A group of three sisters dressed in flowing black robes floated across from an ethereal lady in white. They surveyed the damage of one of the greatest conflicts to grace the shores of Északi – a conflict they had caused.

“Ezi, Kari, Riza,” the Goddess greeted the Fates. “Are you satisfied with how everything unfolded?”

“Yes,” they hissed in unison, their voices twining together in a haunting way.

On this plane, those below could not hear them, nor could they see them unless they chose to reveal themselves.

“My children are hurting,” the Goddess said, sweeping an arm to the side and pulling the sisters to hover over her prophesied ones. The chestnut-haired female sobbed over the body of the Angel who had waited nearly two millennia to carry out his task, while her mate rubbed circles in her back, pinching the bridge of his nose to stem his own grief.

How he had grown, the Goddess thought.

The Fates’ robes billowed on an invisible breeze, and they tucked their arms together, hiding their hands as they assessed the rest of the group.
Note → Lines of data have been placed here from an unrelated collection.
PR #4133, opened 2021-05-21
SDK-265 SDK-266 Variables with resources

jhugman:
[1]: https://jira.mozilla.com/browse/SDK-265
[2]: https://jira.mozilla.com/browse/SDK-266
[3]: https://jira.mozilla.com/browse/SDK-285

A female with chocolate brown hair was in a similar state of despair, thrown over her brother while his living friends sat in a ring around his body, tears flowing freely and without shame.
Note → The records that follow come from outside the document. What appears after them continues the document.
PR #26, opened 2025-03-15
drivers: serial: vuart: add virtual uart driver and tests

cfriedt:
* dts: bindings: serial: add binding for `tenstorrent,vuart` driver
* drivers: serial: add tenstorrent virtual uart driver
* tests: drivers: uart: elementary: support for `tenstorrent,vuart`
* ci: enable continuous test for `tenstorrent,vuart`
* scripts: tt-console: add a simple c app for vuart console
* ci: build-native: verify that `tt-console` builds
* app: smc: populate vuart addresses if device is configured
* app: smc: add e2e test case for virtual uart

Aside from tests run in CI, it should be possible to verify functionality with
```shell
# Build console app
gcc -O0 -g -Wall -Wextra -Werror -std=gnu11 -I include -o scripts/tt-console/tt-console scripts/tt-console/console.c
# Build firmware
west build --sysbuild -p -b tt_blackhole@p100/tt_blackhole/smc app/smc -- -DEXTRA_DTC_OVERLAY_FILE="vuart.overlay" -DEXTRA_CONF_FILE="vuart.conf"
# Flash device
./scripts/bmc-reset.py && west flash && ./scripts/rescan-pcie.sh
 # Run console app
./scripts/tt-console/tt-console
```

```shell
./scripts/tt-console/tt-console
Press Ctrl-a,x to quit
         .:.                 .:
      .:-----:..             :+++-.
   .:------------:.          :++++++=:
 :------------------:..      :+++++++++
 :----------------------:.   :+++++++++
 :-------------------------:.:+++++++++
 :--------:  .:-----------:. :+++++++++
 :--------:     .:----:.     :+++++++++
 .:-------:         .        :++++++++-
    .:----:                  :++++=:.
        .::                  :+=:
          .:.               ::
          .===-:        .-===-
          .=======:. :-======-
          .==================-
          .==================-
           ==================:
            :-==========-:.
                .:====-.

*** Booting tt_blackhole with Zephyr OS v4.1.0 ***
Tenstorrent Blackhole CMFW 0.9.1
```

It's also fairly easy to duplicate this with `pytest` now too:
```shell
# Build firmware
west build --sysbuild -p -b tt_blackhole@p100/tt_blackhole/smc app/smc -- -DEXTRA_DTC_OVERLAY_FILE="vuart.overlay" -DEXTRA_CONF_FILE="vuart.conf"
# Flash device
./scripts/bmc-reset.py && west flash && ./scripts/rescan-pcie.sh
# Run Pytest
pytest -s ./app/smc/pytest/vuart.py 
```

```shell
pytest -s ./app/smc/pytest/vuart.py 
================================================================================ test session starts =================================================================================
platform linux -- Python 3.10.16, pytest-8.3.4, pluggy-1.5.0
rootdir: /home/ubuntu/cfriedt/tt-zephyr-platforms-work/tt-zephyr-platforms.git
collected 2 items                                                                                                                                                                    

app/smc/pytest/vuart.py .
console output successfully captured:
         .:.                 .:
      .:-----:..             :+++-.
   .:------------:.          :++++++=:
 :------------------:..      :+++++++++
 :----------------------:.   :+++++++++
 :-------------------------:.:+++++++++
 :--------:  .:-----------:. :+++++++++
 :--------:     .:----:.     :+++++++++
 .:-------:         .        :++++++++-
    .:----:                  :++++=:.
        .::                  :+=:
          .:.               ::
          .===-:        .-===-
          .=======:. :-======-
          .==================-
          .==================-
           ==================:
            :-==========-:.
                .:====-.

*** Booting tt_blackhole with Zephyr OS v4.1.0 ***
Tenstorrent Blackhole CMFW 0.9.1

.

================================================================================= 2 passed in 0.56s ==================================================================================
```

Of course, the test can also be run via twister (although there is less illustrative output).
```shell
twister -i -p tt_blackhole/tt_blackhole/smc --device-testing --tag e2e --hardware-map /opt/tenstorrent/twister/hw-map.yml --west-flash -T app/smc
```

Next steps (separate PR):

1. copy `tt-console` to `/opt/tenstorrent/bin` on CI machines
2. modify tt_blackhole smc boards to use the virtual uart instead of rtt or ram console
3. modify `app/smc/prj.conf` to use the virtual uart instead of rtt or ram console
4. update `hw-map.yml` to use `tt-console` as the `serial_pty` instead of `rtt`
5. ensure that all tests capture serial output via pcie
6. Update README to use tt-console instead of RTT for SMC

At that point, it would be good to demonstrate the Zephyr shell working over PCIe virtual uart. It would be good as well, to consider switching to VirtIO instead of a custom virtual uart implementation.


cfriedt:
Getting `vuart.overlay: No such file or directory` when running tests in CI.

Would be kind of great if twister searched the app directory for overlay files (normally it does this, I have no idea why id doesn't in our case).

cfriedt:
`../tt-zephyr-platforms/app/smc/vuart.overlay: No such file or directory`

Assumed that because we have `working-directory: zephyr` in `run-e2e-tests` that the `vuart.overlay` file would be relative to that directory, but of course not.

This is kind of ridiculous. Time to play the "what's my PWD" game!

cfriedt:
* only check for a timeout when `timeout_abs_ms` is non-zero

include/tenstorrent/uart_tt_virt.h
```diff
@@ -0,0 +1,259 @@
...
+	return tt_vuart_buf_size(head, tail) == 0;
+}
+
+/**
+ * @brief Determine if the given buffer is full.
+ *
+ * @param head Head index of the buffer
+ * @param tail Tail index of the buffer
+ * @param cap Capacity of the buffer
+ */
```
joelsmithTT, line 128: @return `true` if ... ?

scripts/tt-console/console.c
```diff
@@ -0,0 +1,918 @@
...
+
+	return tt_vuart_buf_size(vuart->rx_head, vuart->rx_tail);
+}
+
+static inline void vuart_putc(struct console *cons, int ch)
+{
+	volatile struct tt_vuart *const vuart = cons->vuart;
+	volatile char *const rx_buf = (volatile char *)&vuart->buf[vuart->tx_cap];
+
+	if (tt_vuart_buf_space(vuart->rx_cap, vuart->rx_head, vuart->rx_tail) > 0) {
```
joelsmithTT, line 623: Seems mismatched with `tt_vuart_buf_space(uint32_t head, uint32_t tail, uint32_t cap)` - head, tail, cap vs cap, head, tail.

scripts/tt-console/console.c
```diff
@@ -0,0 +1,918 @@
...
+	if (vuart->magic != cons->magic) {
+		return 0;
+	}
+
+	return tt_vuart_buf_size(vuart->rx_head, vuart->rx_tail);
+}
+
+static inline void vuart_putc(struct console *cons, int ch)
+{
+	volatile struct tt_vuart *const vuart = cons->vuart;
```
joelsmithTT, line 620: Want a magic check here like `vuart_getc` and `vuart_space` do?

joelsmithTT (commented):
Nice work, looks very thorough.  I'm not familiar with Zephyr enough to remark on anything Zephyr-specific, but left a few comments for your consideration.

scripts/tt-console/console.c
cfriedt: Good catch. I originally had it as cap, head, tail, and then decided to reorder to keep arguments in the same registers.

cfriedt: Fixed!

include/tenstorrent/uart_tt_virt.h
```diff
@@ -0,0 +1,259 @@
...
+static inline size_t tt_vuart_inst(volatile const struct tt_vuart *vuart)
+{
+	return vuart->version >> 24;
+}
+
+/**
+ * @brief Determine the size of the given buffer.
+ *
+ * This function initializes the virtual UART buffer descriptor with the provided buffer sizes.
```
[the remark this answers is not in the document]
cfriedt: Fixed!

dts/bindings/serial/tenstorrent,vuart.yml
```diff
@@ -0,0 +1,99 @@
...
+  - The remote processor updates the head index of the transmit buffer and the tail index of the
+    receive buffer.
+  - The local processor updates the head index of the receive buffer and the tail index of the
+    transmit buffer.
+  - Accesses are atomic with respect to other threads on the same processor. The local and
+    remote processors access independent indices, and indices are monotonically increasing,
+    generally mitigating the need for locks.
+  - Caching is disabled for the virtual uart memory region.
+  - The remote processor polls the transmit tail index to determine if there is data to read.
+  - The local processor polls the receive tail index to determine if there is data to read.
```
cfriedt, line 45: It might suffice to remove these lines

drivers/serial/uart_tt_virt.c
```diff
@@ -0,0 +1,418 @@
...
+static int uart_tt_virt_irq_rx_ready(const struct device *dev);
+static int uart_tt_virt_irq_tx_ready(const struct device *dev);
+#endif
+
+#ifdef CONFIG_UART_USE_RUNTIME_CONFIGURE
+static int uart_tt_virt_config_get(const struct device *dev, struct uart_config *cfg)
+{
+	struct uart_tt_virt_data *data = dev->data;
+
+	memcpy(cfg, &data->cfg, sizeof(*cfg));
```
alewycky-tenstorrent, line 60: Please use = to copy structures.

drivers/serial/uart_tt_virt.c
```diff
@@ -0,0 +1,418 @@
...
+	      (cfg->data_bits <= UART_CFG_DATA_BITS_8))) {
+		return -EINVAL;
+	}
+
+	if (!((cfg->flow_ctrl >= UART_CFG_FLOW_CTRL_NONE) &&
+	      (cfg->flow_ctrl <= UART_CFG_FLOW_CTRL_RTS_CTS))) {
+		return -EINVAL;
+	}
+
+	memcpy(&data->cfg, cfg, sizeof(*cfg));
```
alewycky-tenstorrent, line 91: Please use = to copy structures.

app/smc/src/main.c
```diff
@@ -55,7 +56,7 @@ int main(void)
 	}
 
 	while (1) {
-		k_yield();
+		k_msleep(1000);
```
alewycky-tenstorrent, line 59: This change must be 1. moved to a separate commit and 2. explained.

app/smc/src/main.c
```diff
@@ -75,3 +76,17 @@ static int _InitFW(void)
...
+void uart_tt_virt_init_callback(const struct device *dev, size_t inst)
+{
+	/*
+	 * Currently, there is only 1 scratch ram word set aside for virtual uarts.
+	 * We may want to expand on that at some point. Like 1 or 2 for various cores
+	 * with specific offsets for each core.
+	 */
+	sys_write32((uint32_t)(uintptr_t)uart_tt_virt_get(dev), STATUS_FW_VUART_REG_ADDR);
+}
+#endif
```
alewycky-tenstorrent, line 92: Please put the FW and test changes in separate commits. This, the main change and status_reg.h

app/smc/pytest/vuart.py
```diff
@@ -0,0 +1,47 @@
...
+
+def test_compile_tt_console(tt_console):
+    assert os.access(tt_console, os.X_OK)
+
+
+def test_boot_banner(tt_console, arc_chip):
+    arc_chip.axi_read32(ARC_STATUS)
+
+    # run 'tt-console' in quiet mode, and timeout after 500ms
+    cmd = f"{str(tt_console)} -q -w 500"
```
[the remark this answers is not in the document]
cfriedt: For some reason, I thought that `Path` objects might produce something different, but you're right. Thanks!

include/tenstorrent/uart_tt_virt.h
```diff
@@ -0,0 +1,259 @@
...
+			cap = vuart->rx_cap;
+			offs = vuart->tx_cap;
+		} else if (role == TT_VUART_ROLE_HOST) {
+			headp = (volatile atomic_uint *)&vuart->tx_head;
+			head = vuart->tx_head;
+			tail = vuart->tx_tail;
+			cap = vuart->tx_cap;
+			offs = 0;
+		} else {
+			/* assert? */
```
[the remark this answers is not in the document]
cfriedt: Good call. I'll add the assert too.

include/tenstorrent/uart_tt_virt.h
```diff
@@ -0,0 +1,259 @@
...
+ * @param dev Pointer to the device
+ * @return Pointer to the virtual UART buffer descriptor
+ */
+static inline volatile struct tt_vuart *uart_tt_virt_get(const struct device *dev)
+{
+	struct _tt_vuart_config {
+		void *ptr;
+	} *const config = (struct _tt_vuart_config *)dev->config;
+
+	return (volatile struct tt_vuart *)config->ptr;
```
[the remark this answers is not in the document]
cfriedt: This technically doesn't _need_ to be inline, so maybe I'll just convert it to a regular function.

scripts/tt-console/console.c
cfriedt: Missed this one yesterday, let me get to it.

lib/tenstorrent/bh_arc/status_reg.h
```diff
@@ -32,6 +32,7 @@
 #define STATUS_MSG_Q_ERR_FLAGS_REG_ADDR      RESET_UNIT_SCRATCH_RAM_REG_ADDR(9)
 #define STATUS_GDDR_AXI_EN_FLAGS_REG_ADDR    RESET_UNIT_SCRATCH_RAM_REG_ADDR(10)
 #define STATUS_MSG_Q_INFO_REG_ADDR           RESET_UNIT_SCRATCH_RAM_REG_ADDR(11)
+#define STATUS_FW_VUART_REG_ADDR             RESET_UNIT_SCRATCH_RAM_REG_ADDR(42)
```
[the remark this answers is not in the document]
cfriedt: Fixed! 
I reserved 40 and 41 for virtual uarts on arc for blackhole

dts/bindings/serial/tenstorrent,vuart.yml
```diff
@@ -0,0 +1,99 @@
...
+  magic:
+    type: int
+    default: 0x775e21a1
+    description: |
+      Magic number with which to identify the virtual UART device in-memory and determine when the
+      virtual uart device is ready for use.
+
+      The default value is a hexadecimal representation of the string "TTSeRial".
+
+  rx-cap:
```
danieldegrasse, line 68: Should these be stored as Kconfigs? If we need this configuration to be possible to do per instance, I think it makes sense to support this as a DT property. Otherwise I think it should be a Kconfig, like it is for RTT with SEGGER

dts/bindings/serial/tenstorrent,vuart.yml
```diff
@@ -0,0 +1,99 @@
...
+      at one time for reception via the virtual UART device.
+
+  tx-cap:
+    type: int
+    default: 3036
+    description: |
+      Transmit buffer capacity in bytes. This is the maximum amount of data that can be queued
+      at one time for transmission via the virtual UART device.
+
+  version:
```
danieldegrasse, line 82: Would there be value in some kind of `channel` ID as well? So we can support multiple vuarts

include/tenstorrent/uart_tt_virt.h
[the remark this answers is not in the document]
cfriedt: Fixed!

scripts/tt-console/console.c
cfriedt: Fixed!

include/tenstorrent/uart_tt_virt.h
```diff
@@ -0,0 +1,259 @@
...
+			cap = vuart->tx_cap;
+			offs = 0;
+		} else if (role == TT_VUART_ROLE_HOST) {
+			tailp = (volatile atomic_uint *)&vuart->rx_tail;
+			tail = vuart->rx_tail;
+			head = vuart->rx_head;
+			cap = vuart->rx_cap;
+			offs = vuart->tx_cap;
+		} else {
+			/* assert? */
```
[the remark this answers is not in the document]
cfriedt: Fixed!

include/tenstorrent/uart_tt_virt.h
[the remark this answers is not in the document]
cfriedt: Fixed!

drivers/serial/uart_tt_virt.c
cfriedt: Fixed!

drivers/serial/uart_tt_virt.c
cfriedt: Fixed!

drivers/serial/uart_tt_virt.c
```diff
@@ -0,0 +1,418 @@
...
+	struct uart_tt_virt_data *const data = dev->data;
+	volatile struct tt_vuart *vuart = config->vuart;
+
+	K_SPINLOCK(&data->rx_lock) {
+		data->rx_irq_en = true;
+		submit = !tt_vuart_buf_empty(vuart->rx_head, vuart->rx_tail);
+	}
+
+	if (submit) {
+		(void)k_work_submit(&data->irq_work);
```
danieldegrasse, line 236: Won't this only run the IRQ worker once, and then stop? Or is there somewhere where we reschedule the IRQ worker to poll periodically?

scripts/tt-console/console.c
```diff
@@ -0,0 +1,918 @@
...
+}
+
+static void console_init(struct console *cons)
+{
+	*cons = (struct console){
+		.dev_name = TT_DEVICE,
+		.fd = -1,
+		.addr = UART_TT_VIRT_DISCOVERY_ADDR,
+		.magic = UART_TT_VIRT_MAGIC,
+		.pci_device_id = BH_SCRAPPY_PCI_DEVICE_ID,
```
danieldegrasse, line 234: I think this needs to be a runtime arg to work on all boards and not just scrappy

app/smc/pytest/vuart.py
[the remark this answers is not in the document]
cfriedt: Fixed!

.github/workflows/build-native.yml
```diff
@@ -0,0 +1,17 @@
...
+jobs:
+  build-tt-console:
+    runs-on: ubuntu-22.04
+    name: Build tt-console
+    steps:
+    - name: Checkout the code
+      uses: actions/checkout@v4
+      with:
+        fetch-depth: 0
+    - name: Run the script
```
danieldegrasse, line 14: Can we upload an artifact here so that those who are lazy (me) don't have to build the console?

app/smc/src/main.c
cfriedt: I'll leave it out for now (assuming that it's fine). However, `k_yield()` by itself is equivalent to busy-looping if there are no other active threads. Normally, the main thread should run to completion when there is no work left to do, but in our case, the ARC dies for some reason.

That's something we need to fix.

app/smc/src/main.c
cfriedt: Fixed!

app/smc/src/main.c
danieldegrasse: Agree here- is there something in the way the UART driver polls that warrants this?

danieldegrasse (commented):
I like the general approach here, but why not use SEGGER's RTT for the R/W protocol? the reason I suggest this is that it saves us from maintaining a downstream driver, and as I understand it RTT is just a circular buffer in memory, so we should be able to use it here as well.

The other advantage to this (IMO) is that we get extra features RTT offers, like the ability to support multiple channels. We can still pass the RTT buffer address to the C application on the host using the scratch register

dts/bindings/serial/tenstorrent,vuart.yml
cfriedt: Per device, uarts can have different sized buffers, so I think it's fine in DT.

dts/bindings/serial/tenstorrent,vuart.yml
cfriedt: That's captured by the `INST` identifier. Since each channel still needs metadata, it's simple enough to just use separate instances.

drivers/serial/uart_tt_virt.c
cfriedt: It's only intended to run the IRQ worker once.

scripts/tt-console/console.c
cfriedt: It is a runtime arg.

```cpp
"-i <pci_device_id> : pci device id (default: %04x)\n"
```

.github/workflows/build-native.yml
cfriedt: I think we'll just deploy this on all CI machines as a static binary. It may change at any time (e.g. after TLB kernel changes are incorporated), so it's probably best not to rely on a precompiled binary for now.

cfriedt:
> I like the general approach here, but why not use SEGGER's RTT for the R/W protocol? the reason I suggest this is that it saves us from maintaining a downstream driver, and as I understand it RTT is just a circular buffer in memory, so we should be able to use it here as well.

We could, but I think the eventual goal is to use VirtIO serial devices rather than Segger's protocol. This is really more of a stopgap solution until we have support for VirtIO.

> The other advantage to this (IMO) is that we get extra features RTT offers, like the ability to support multiple channels. We can still pass the RTT buffer address to the C application on the host using the scratch register

This already does support multiple channels (just as separate vuart instances).

app/smc/src/main.c
cfriedt: Actually, it seems that this is necessary, for the reasons I mentioned above.

cfriedt: Yes - so adding the `k_msleep(1000)` fixed the previous failed test run.

@alewycky-tenstorrent @danieldegrasse - I would be happy to submit that commit as a separate bugfix PR if that's preferred.

danieldegrasse (approved):

cfriedt:
Just adding an attachment here showing about 30 kiB of log messages over the course of almost 6 minutes.

[blah.txt](https://github.com/user-attachments/files/19492384/blah.txt)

“Their pain will not last forever,” they replied. “They will have a happy life, eventually.”

“What’s most important is that the worlds will survive,” the middle one spoke, breaking away from her sisters and staring at the Goddess with an intensity that left no room for argument.

“As you said when we made our exchange.” She looked away from the three, surveying the rest of her creation. The mountains that pierced the air, the river that ran with blood, the clear blue sky that covered this entire world.

Shooting into the sky, the four studied the rest of the continent – the loving queen and king cradling their babe on the grassy plains, the burned fields in the realm of lakes and greenery, the churned earth between it and the wooded realm. Then, they turned their attention beyond, to the other continents of Ravasz, where millions of others remained oblivious to the carnage on Északi.

Stories would soon spread as the world began to change, prompted by what had happened there. With a sigh, the Goddess closed her eyes and breathed her last breath into the world, renewing it with the last of her strength. This would be hergreatest gift to her children, one that would prolong their lives here until the next prophesied ones were born.

She blinked slowly, the Fates coming into focus as she herself began to fade.